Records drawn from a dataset
--------------------

PR #214, opened 2023-07-12
Enhancements/gamma exb

bpatel2107:
Add in calculation of $\gamma_\mathrm{E\times B}$ from rotation data.

We use the following definition

$\gamma_\mathrm{E\times B} = \frac{\rho}{q}\frac{\partial \omega}{\partial \rho}$ where $\omega$ is the toroidal rotation in radians/second.

Currently we store it in Numerics under `numerics.gamma_exb` as it requires both `local_species` data (`local_species.deuterium.domega_drho`) and `local_geometry` (`local_geometry.rho` and `local_geometry.q`). When loading full equilibrium/kinetics, it is loaded after `load_local` is called. It is also called when the `gk_code` is set in case you load in the species/geometry seperately.

When loading in from GK inputs, it reads in the input files values for $\gamma_\mathrm{E\times B}$ and sets `domega_drho` for all the species, as well as setting it in numerics (from which it is set). 

TODO
- [x] Write some tests


bpatel2107:
Added in test plus ExB shear. Ideally want this merged before the main docs re-structure

bpatel2107:
Merging so docs can be merged

PR #216, opened 2023-07-13
Switch to pyloidal from omas

ZedThree:
We only use the COCOS functions from OMAS, and it's a fairly heavy-weight package. It also includes on-the-fly Cythonisation which slows down imports, and the current latest package breaks on readthedocs.


bpatel2107:
Did you make a library just for the COCOS transform 😆?

bpatel2107 (approved):
Looks good to me

ZedThree:
I asked Liam to do so, yep! It will be useful for some other packages too, like freeqdsk. We might add more things there too that are more generally useful.

PR #217, opened 2023-07-14
Great rename of modules

ZedThree:
This renames modules so that they don't conflict with any class names. Module names are all now lower case.

This also moves the `GKInputReader*` and `GKOutputReader*` classes into the same file -- one per code, e.g. `gs2.py`.

Some classes have also moved into the sub-package `__init__.py` files as well, as there wasn't a need to keep them separate


LiamPattinson:
A lot of this is actually undoing a lot of renaming that I did a little over a year ago, but since I later came to regret most of it, I'm happy to see the changes reverted overall. The only thing I'm unsure about is defining things within `__init__.py`, mostly from a stylistic perspective rather than anything concrete. At some point it's likely that `Kinetics` will have to move back to its own file, as eventually it might end up looking similar to `Equilibrium` and `GKOutput`.

bpatel2107:
I think I agree with @LiamPattinson here. Is there a reason to not have a bespoke kinetics/diagnostics file? Especially for diagnostics which is likely to expand significantly

bpatel2107:
Is this ready to merge btw?

ZedThree:
Yep ready to merge, but note it's into my `docs-structure` PR (#203) not `unstable`.

I suggest we tackle any issues with `kinetics/diagnostics` when/if we run into them.

PR #222, opened 2023-07-26
Restrict IDSPy features to Python version >= 3.9

LiamPattinson:
Disables IMAS data dictionary interoperability for older Python versions. Also restricts the import of IMAS features in `pyrokinetics.databases`.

--------------------

Every line with "them" in it should be copied from the entries.

▶ [Response area]:
Some classes have also moved into the sub-package `__init__.py` files as well, as there wasn't a need to keep them separate
I suggest we tackle any issues with `kinetics/diagnostics` when/if we run into them.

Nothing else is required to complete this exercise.